昭和の風林史(昭和四九年九月十二日掲載分)

小豆の魔性が発揮されそうだ

小豆も手亡も底を売った感じが強い。油断していると降霜→爆騰という場面さえあり得る。

「一聯の露りんりんと絲芒 芽舎」

日毎に小豆相場は底練りの様相を濃くしている。

九月九日、十日の叩き込みは買い方最後の投げの割りにカラッとした明るいものが感じられた。

〝雑穀懇〟の小豆収穫予想百四十七万俵は、一応納得される数字として受け取られているが、鎌入れ不足という問題が今後の材料として注目されるし、早霜被害も人々が霜をまったく騒がない今の市場だけに用心しなければならない。

値段としての一万六千円台新穀相場は、昭和50年という時点までの思いをめぐらせば、大底の値段と言えよう。

来年は作付けの大幅な減反は必至である。米からの転作奨励金の打ち切り、生産者の手取り収入の低さなどから有利な他の作物、あるいは米に戻ることが予想出来る。

それに世界的な異常気象下にあって、二年続きの豊作のあとの平年作は、いうなら奇蹟のようなものだ。来年あたり、とんでもない大凶作に見舞われるかもしれない。

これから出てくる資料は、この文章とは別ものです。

Issue #2411, opened 2026-08-09
arenabench: the certified h2h capped Stella at $1.00 and left Claude Code uncapped — all three Stella losses are budget terminations, not capability failures


macanderson:
## Problem

In match `5292a68cdabf` ("certified h2h 4x6: Claude Code vs Stella bare loop (main 0.7.34)") the two
contestants were run under **different resource ceilings**, and every one of Stella's three losses is a
termination by the ceiling the opponent did not have.

From the match's own `spec.json`:

```json
{ "id": "claude-code", "engine": { "budget_usd": null, "max_tokens": null  } }
{ "id": "stella",      "engine": { "budget_usd": 1.0,  "max_tokens": 32000 } }
```

Claude Code was uncapped. Stella was capped at $1.00 per trial. The task allowance is
`[agent] timeout_sec = 900.0` for both.

## Evidence — all three losses are budget terminations, not capability failures

Every scored Stella trial, from `agent/stella-events.jsonl` (ground truth, not `result.json`):

| trial | reward | spend | wall clock used | stopped by |
|---|---|---|---|---|
| `git-multibranch__S4PjQ6Q` | 0 | $1.0090 | 303s / 900s | `budget_denied` |
| `git-multibranch__wWarrQF` | 0 | $1.0775 | 324s / 900s | `budget_denied` |
| `sqlite-with-gcov__iDi8mCw` | 0 | $1.0010 | 322s / 900s | `budget_denied` |
| `git-multibranch__gN8WPzn` | 1 | $1.0047 | 317s | `budget_denied` (finished first) |
| `large-scale-text-editing__YCeSEJG` | 1 | $1.0344 | 525s | `budget_denied` (finished first) |
| `regex-log__3P73Fx3` | 1 | $1.0595 | 471s | `budget_denied` (finished first) |
| `regex-log__zX9x6Wm` | 1 | $1.0121 | 486s | `budget_denied` (finished first) |
| `sqlite-with-gcov__5ruCbkc` | 1 | $1.0008 | 305s | `budget_denied` (finished first) |
| 4 further trials | 1 | $0.66–$0.97 | — | ran to completion under the cap |

Every trial that came in under $1.00 won. Every loss was killed at the ceiling, at roughly **one third of
its allowed wall clock**. The agent was stopped by money with ~10 minutes of unused clock.

The final journal events show each loss was one to four steps from done:

- `sqlite-with-gcov__iDi8mCw` — had already proven the instrumented build worked end to end
[...]

Issue #2341, opened 2026-08-08
arenabench: server silently serves a stale web/ bundle — stamp the build, log it at startup, warn when ui/ is newer


macanderson:
## Problem

`arenabench server` serves a pre-built static export from `arenabench/arenabench/web/` (`WEB_ROOT = Path(__file__).resolve().parent / "web"` in `arenabench/arenabench/server.py:88`). That bundle is gitignored (untracked by #1606) and only regenerated when someone runs `npm run build` in `arenabench/ui/`. Nothing tells the operator how old the bundle they are looking at is, so UI changes silently fail to appear.

This bit for real on 2026-08-08: the served bundle was built **Aug 6 02:44**, while the logo work landed Aug 7 (`fd528e9b`, #2107 wordmark lockup; then the Nebula recolor `aa288fd9` / revert `78a60f30`). The operator concluded they were "running an old version" of arenabench. The stale bundle also lacks the `brand/` directory that the current `arenabench/ui/components/topbar.tsx` loads (`/brand/wordmark-color-{dark,light}.svg`), so with a fresh-source/stale-bundle mix the logo would 404 outright.

Compounding it, `arenabench/ui/package.json`'s `description` still says the client is "Built to static files and committed into arenabench/web/" — false since #1606 untracked the bundle. The one place a reader might learn the workflow states the old one.

## Fix

1. Have `arenabench/ui/scripts/sync-web.mjs` stamp the build time (and ideally the source git SHA) into the bundle — e.g. extend `arenabench/arenabench/web/GENERATED.md` or write a small `build-info.json`.
2. At server startup, log that stamp next to the listen line ("web bundle built 2026-08-06T02:44, source sha …"). Optionally compare the newest mtime under `arenabench/ui/{app,components,lib,public}` against the stamp and print a one-line warning when the source is newer ("UI source is newer than the served bundle — run npm run build in arenabench/ui/").
3. Fix the `arenabench/ui/package.json` description to say the bundle is generated and gitignored, not committed.

## Verify

- `npm run build` in `arenabench/ui/`, start the server, see the build stamp in the startup log.
- Touch a file under `arenabench/ui/components/`, restart the server, see the staleness warning.
- `rg 'committed into' arenabench/ui/package.json` returns nothing.

## Constraints

- The server must keep working when the stamp is absent (old bundles, wheels built from sdists) — degrade to "build time unknown", never crash.
[...]

PR #2611, opened 2026-08-10
fix(arenabench): stop a declared per-trial ceiling from blocking a launch

macanderson:
## What & why

Starting a match by hand from the arena UI was impossible on the reporting workspace: every launch came back with

```
Error: Claude Code (Sonnet 5, xhigh): engine.budget_usd; … engine.max_tokens
— per-trial ceilings are refused. Bound spend at the provider key …
```

naming fields the page does not render and the operator never set.

The refusal (#2411) counted a cap key's *presence* and ran before every other check in `create_match`. Nothing in ArenaBench can honour a ceiling — `Engine` and `RoleConfig` have no field for one, and `runner.py` deliberately never exports `STELLA_BUDGET` — so the key was a wall in front of a knob that did nothing. That was survivable while the operator could delete the key, and it stopped being survivable when they couldn't: the built client (`arenabench/arenabench/web/`) is generated by `npm run build` and gitignored, so an arena served from a checkout newer than the last build keeps POSTing the `budget_usd: ""` that #2602 removed from the form's *source*. Source fixed, operators not.

This PR drops a declared ceiling and runs the match uncapped rather than refusing it:

- `model.drop_cap_keys` — the companion to `declared_cap_keys`, stripping the key at the engine root and in every role table.
- `server.create_match` — strips instead of raising, and records what it ignored on the match note, so the run says out loud that it ran uncapped.
- `config._engine_from_toml` — same, as a `WARNING` on `arenabench.config` rather than a template error. A committed template that says `budget_usd` no longer fails to load; it loads, warns, and runs uncapped.

The measurement argument in #2411 is untouched — the executed run is uncapped either way, which is the whole point of that issue. What changes is that reaching that state is the server's job rather than the operator's. The text guards that keep the committed templates and the UI source free of cap keys both stay: a control that changes nothing about the run still shouldn't be offered.

Also refreshes the five committed templates and the README example, which described the old refusal in prose that is now false.

Refs #2341 — the underlying "server silently serves a stale `web/` bundle" defect that turned a fixed form into a broken arena is already filed there and is not fixed here.

## The witness

`arenabench/tests/test_web_form.py::TestACeilingCannotBlockALaunch` — feeds `create_match` the exact payload shape a stale bundle sends (`budget_usd: ""`, engine-level, and role-level) with no credential in the environment, and asserts the refusal that comes back is the credential one. On `main` it raises on the ceiling first. Checked with the sources stashed:

```
old: raised: Stella: engine.budget_usd — per-trial ceilings are refused. …
new: raised: required credentials are not set: Stella needs any of OPENROUTER_API_KEY …
```

`arenabench/tests/test_matches.py::TestPerTrialCeilingsAreForcedOff` covers the TOML side (loads, drops, warns), and 4 of its 6 cases fail on `main`.

## The gate

Python-only change under `arenabench/`, so the Rust tiers are untouched:

- [x] `uv run --extra dev pytest` — 508 passed, 6 skipped (Docker-gated)
- [x] `ruff check .` — 27 findings before and after, all pre-existing; no new ones
- [x] `scripts/check-file-size.sh`, `scripts/check-left-behind.sh` — OK
- [x] Docs updated where behavior changed (README example, five match templates, the module docstrings that stated the refusal)

## Nothing left behind

- [x] Filed: nothing new — the stale-bundle root cause is #2341, linked above.

## Ground-rule check

- [x] No new deps (ArenaBench stays stdlib-only)
- [x] No new outbound network calls — in particular this adds no provider balance/credit check; nothing in the tree has one

The alternative was to keep refusing and fix only the bundle staleness (#2341). Rejected: a knob nothing can honour should not be able to fail a launch under *any* build, and a refusal whose only remedy lives in a gitignored artifact is a class of bug that recurs. Keeping the drop visible (match note + log warning) is what preserves #2411's actual requirement — that a posture the file states and the run does not get is never silent.

---
_Generated by [Claude Code](https://claude.ai/code/session_014eD4nWfrtYVwgZon6Pe6qk)_

## Summary by Sourcery

Allow matches to run uncapped when per-trial budget or token ceilings are declared, dropping and reporting these keys instead of refusing launches or templates.

Bug Fixes:
- Ensure arena web UI launches are not blocked by stale bundles sending hidden per-trial ceiling fields, making credential checks the gating failure instead.

Enhancements:
- Introduce shared helpers to detect and strip per-trial ceiling keys from engine and role configurations across HTTP and TOML paths.
- Log warnings when templates declare per-trial ceilings so operators are informed that runs execute uncapped while preserving template loadability.
- Annotate match notes with information about ignored ceiling declarations so measurement posture differences are explicit.

Documentation:
- Update README and committed match templates to describe ceilings as dropped-with-warning rather than refused, reinforcing the "no per-trial ceiling" rule.

Tests:
- Add tests covering that web form payloads declaring ceilings no longer block launches and that stripped payloads propagate no ceiling fields onward.
- Extend template-loading tests to verify that various ceiling declarations load successfully, are dropped from engines and roles, and emit appropriate log warnings.


macanderson:
`fmt + clippy + test` is red here on a break that is on `main`, not in this diff — this PR touches only `arenabench/` Python plus prose, and the export code it fails in is byte-identical to `origin/main` (`git diff origin/main -- crates/stella-cli/src/export.rs crates/stella-cli/src/export/` is empty).

The failure is #2613: `crates/stella-cli/src/export/tests.rs:779` and `:825` still call `render_dashboard` with 5 arguments after #2606 gave it a sixth (`export.rs:436`), so `cargo test --workspace` never compiles (`E0061` ×2, and the same error again under `make cache-correctness`).

I checked whether it was a one-line repair I could just carry: it isn't. Adding the argument the three sibling call sites already pass — `&transcript::render(&Default::default(), &Default::default())` — makes it compile, and then three tests fail on the design assertions #2597 and #2606 merged into each other:

```
the_dashboard_is_monospace_and_square      — the dashboard does not declare the brand's mono stack
the_dashboard_ships_the_instrument_palette_in_both_themes — no light scheme for the OS preference
the_dashboard_spells_the_wordmark_lowercase — the masthead does not carry the wordmark
```

That is a question about what the export dashboard should render, not a mechanical fix, and #2610 and #2614 are both open against exactly it. So I am not carrying a partial repair of someone else's surface into this PR. Everything this PR owns is green — `harbor_adapter + analyzer pytest`, which runs the `arenabench` suite this change lives in, passed, as did the other 11 checks.

I will merge `main` and re-run once one of those lands.

---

もとより公共料金の大幅上昇は諸物価を押し上げるだろう。

そういうことを思えば、この小豆相場、一万六千円は大底圏であり、今年は無理としても来年は二万円時代を迎えることだろうと先を読むわけだ。

しかも、桑名筋のほぼ完全なる撤退で、大掃除が出来た。

市場は再びもとの折り目正しい静かな相場に戻ろう。

巨大な過剰流動性資金はまったく穀物市場から姿を消してしまった。

市場では、昨年のような九千円も下げる失神しそうな大暴落をまだ考えている人もあるが、今年は、それはないと思う。

去年は大豊作に逆らって強引に買い上げ、大ちょうちんがついた。今年は九分作とはいえまだ油断が出来ないし因果玉の生理が早目に終わっている。

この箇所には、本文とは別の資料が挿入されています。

Issue #2585, opened 2026-08-09
docs: the pipeline prose still describes a verdict stage and a guidance loop that no longer exist


macanderson:
## Problem

PR #2584 removed the model verdict and the distress-guidance call from the
pipeline: the evidence ladder is now terminal, and inconclusive evidence
resolves to `LadderRung::Unverified` with no model consulted. The code and its
tests were updated in that PR; the **prose was deliberately left alone**, at the
author's request, so the architectural change could be reviewed on its own.

Every one of the following now describes a pipeline that no longer exists.

## Files and what is stale in each

- `website/content/docs/inference-pipeline.mdx` — describes the verdict stage
  and the distress-triggered guidance loop as live behaviour. Both are gone.
- `AGENTS.md` — the "definition of done" section states the stage order as
  `triage → recall → research → plan → scope → execute → witness → verify →
  verdict`. There is no verdict stage. Also states the staged pipeline "has an
  independent model author the failing witness test **and** render the verdict";
  only the first half is still true.
- `docs/spec/witness-protocol.md` — §7 / §7.1 reason about when a verifier call
  is bought and when triage's `VERIFIER: no` waiver stands. The waiver logic
  survives (`verifier_waiver_stands`), but "buys the verifier" no longer means a
  model call.
- `docs/prompts/` — transcribes every role's prompt verbatim. The verifier and
  guidance prompts were deleted in #2584, so those transcriptions now describe
  constants that do not exist. (Note #2417: nothing checks this file against the
  constants, which is why it did not fail the gate.)
- `crates/stella-pipeline/README.md` — check its boundary/extension prose for
  verdict-stage references.
- `crates/stella-cli/src/settings.rs:598` — the `responsibilities` doc comment
  gives the verdict/guidance ablation as its worked example. Those keys are now
  rejected as `NotAssignable`, so the example in the doc is a config that errors.

## How to verify

```sh
rg -n 'verdict stage|model verifier|distress.guidance|heuristic_fallback|model_verdict' \
   AGENTS.md docs/ website/content/ crates/*/README.md
```

Then `make doc-links` and `make command-docs`, and re-read
`website/content/docs/inference-pipeline.mdx` end to end against
`crates/stella-pipeline/src/verify.rs::ladder_decision` — the ladder's five
terminal outcomes are the contract the page should describe.

## Constraints

- The wire vocabulary kept read-compatibility: `model_judge` / `model_verdict` /
[...]

PR #2584, opened 2026-08-09
refactor(stella-pipeline): verification makes no model calls

macanderson:
## What this changes

Verification no longer asks a model anything. The evidence ladder decides from
deterministic observations alone, and a turn it cannot settle is reported
`Unverified` — an honest "not proven", explicitly not a failure.

Two of the verifier's three responsibilities are removed outright:

| responsibility | before | after |
|---|---|---|
| `Verdict` | a model read the diff and answered PASS/FAIL | **unassignable** |
| `DistressGuidance` | a model steered a twice-failed worker | **unassignable** |
| `WitnessAuthor` | a model authored the failing test | unchanged — see below |

## Why

The escalated verdict was measured, and it was worse than neutral. Across an
89-task Terminal-Bench run it agreed with the benchmark's grader **46% of the
time**, and 17 of its false passes cost 5 tasks outright — a coin flip with the
authority to end a run.

The cost was not only wrong answers. A verdict is prose; prose fed back to a
worker is an instruction. On `fix-git` a reviewer claimed the worker had
hand-written a commit's content instead of recovering it. No measurement
supported the claim. The worker — told this was Evidence — reset `master` and
re-did the merge. **Twice.** Each round destroyed correct work, and the trial
ended on a deadline.

#2542 typed the cause so a claim would at least be *labelled* a claim. This
finishes the job: a channel whose best case is "the worker correctly disbelieves
it" is not worth its worst case.

## The structural part

`default_agent` answers `None` for both responsibilities. That is not a default
— it removes their rows from every roster:

- `Roster::default` builds rows by filtering `ModelCallRole::ALL` through
  `default_agent`, so there is no row to enable.
- `Roster::apply` rejects any configured key `is_assignable` denies, so no
  settings spelling reaches them.

The witness for this is `no_configuration_can_put_a_model_back_in_the_judgement_seat`
(`crates/stella-pipeline/src/roster/tests.rs`). It deliberately does **not**
assert "a default run buys no verdict" — that would pass equally if the call
were merely defaulted off, and "off by default" is one settings key away from
being on. It asserts unassignability, in both spellings an operator would reach
for. On `main` `default_agent(Verdict)` returns `Some(verifier)`, so it fails
there and passes here.

## What still carries the load

Untouched: the flip oracle, the tamper exclusion, the mutation/tautology guard,
diff coverage, the lint regression veto, and the worker's own `verify_done`
shadow run. **One** channel survives from the verification side back to the
[...]

Issue #2569, opened 2026-08-09
pipeline: ablating the verifier turns every run into a PASS — no_test_surface cannot tell an absent oracle from a disabled one


macanderson:
> **Update (2026-08-10, against `703976e`): the repro chain below is obsolete; the second ask is still live.**
>
> #2584 (landed via #2615) deleted `verify::heuristic_fallback` and the `unmeetable_demand`
> expression this issue quotes. Links 4 and 5 of the chain no longer exist, so a fresh
> agent following it will not find the code. What changed and what did not:
>
> **Fixed.** "No oracle" no longer produces a permissive pass through the fallback.
> `ladder_decision` resolves an unsettled turn to `LadderDecision::Unverified`, which is
> terminal and asks no model.
>
> **Also changed:** `no_test_surface` now steers *nothing at all*. It is not read by
> `ladder_decision`; its only consumers are `verify_probes.rs:209` (snapshot) and
> `replay.rs:486` (rendering). Verified by probe — two `LadderInputs` differing only in
> `no_test_surface` return the identical decision. Its doc comment
> (`verify.rs:475-482`) still describes it as "the one field that can turn a fallback FAIL
> into an abstention", describing a fallback that no longer exists. So the three states
> this issue asks to distinguish are still not distinguished — the boolean simply stopped
> having an effect rather than acquiring the right one.
>
> **Still open — the second bullet of "What to do".** The surface still reports a pass.
> `LadderDecision::Unverified` and `Unverifiable` both emit `AgentEvent::Verdict { passed:
> true }` (`pipeline.rs:2508`, `pipeline.rs:2355`). `PipelineStatus` has three variants and
> none of them is unverified (`pipeline.rs:647`), so `Some(verdict) if !verdict.passed =>
> VerificationFailed, _ => Completed` (`pipeline/resume_stage.rs:507`) lands both on
> `Completed`. From there every projection in `crates/stella-cli/src/agent/outcome.rs`
> reads a success: `pipeline_status_result` → `Ok(())` → exit 0,
> `pipeline_status_label` → `"completed"`, `pipeline_episode_outcome` →
> `EpisodeOutcome::Success`, `pipeline_session_status` → a successful session row.
>
> `CandidateScore::Unverified` is carried on `PipelineOutcome::score`, and nothing on the
> exit path branches on it. So the ladder's five honest rungs collapse to two at the
> process boundary, and a turn the engine explicitly refused to prove exits the same way
[...]

Issue #2559, opened 2026-08-09
pipeline: the witness author re-derives the repo's test conventions on every run — 20 tool calls, 0.67 USD, zero tests written


macanderson:
## Problem

The witness author re-derives this repository's test conventions from scratch on every run, using the two lowest-bandwidth tools available, with no step bound, on the critical path after execution.

Observed on execution 99 (`~/.stella/exports/2026-08-09-21-09-04`, goal: "design a system … place the spec in docs/designs … create a branch and a pull request"). The worker finished at 21:05:06 having written the spec, committed, pushed and opened PR #2554. Eight seconds later `witness_author` (opus-5) started and spent:

- **10 model calls**
- **20 tool calls — 10 `glob`, 10 `read_file`, nothing else**
- **2m54s model time, $0.6733** (12.7% of the run's $5.2879)
- **0 `create_witness_test` calls**

It read, in order: `docs/**/*.md`, `bench/**/*.py`, `*`, `Cargo.toml`, `scripts/check-design-refs.sh`, `docs/manifest.json`, `bench/telemetry_store/conftest.py`, `docs/design/pipeline-journey.md`, `scripts/check-doc-links.py`, `docs/README.md`, `Makefile`, `bench/telemetry_store/tests/test_ingest.py`, `AGENTS.md`.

金詰まりによる仮需要の停滞にもかかわらず、高値から三割も下げきっていないところに小豆相場の秘められた魔性がある。

手亡相場にしても完全にとどいた動きである。

相場は理外の理だ。

小豆、手亡とも内部要因改善による案外の反騰が期待出来るのではなかろうか。

●編集部注
昭和四九年九月十四日の罫線に星が出る。

罫線の教科書に出るような実に綺麗な星が出る。

そこが売り方反撃の狼煙。ダメ押しの下げは、実に短く、大きく、酷い。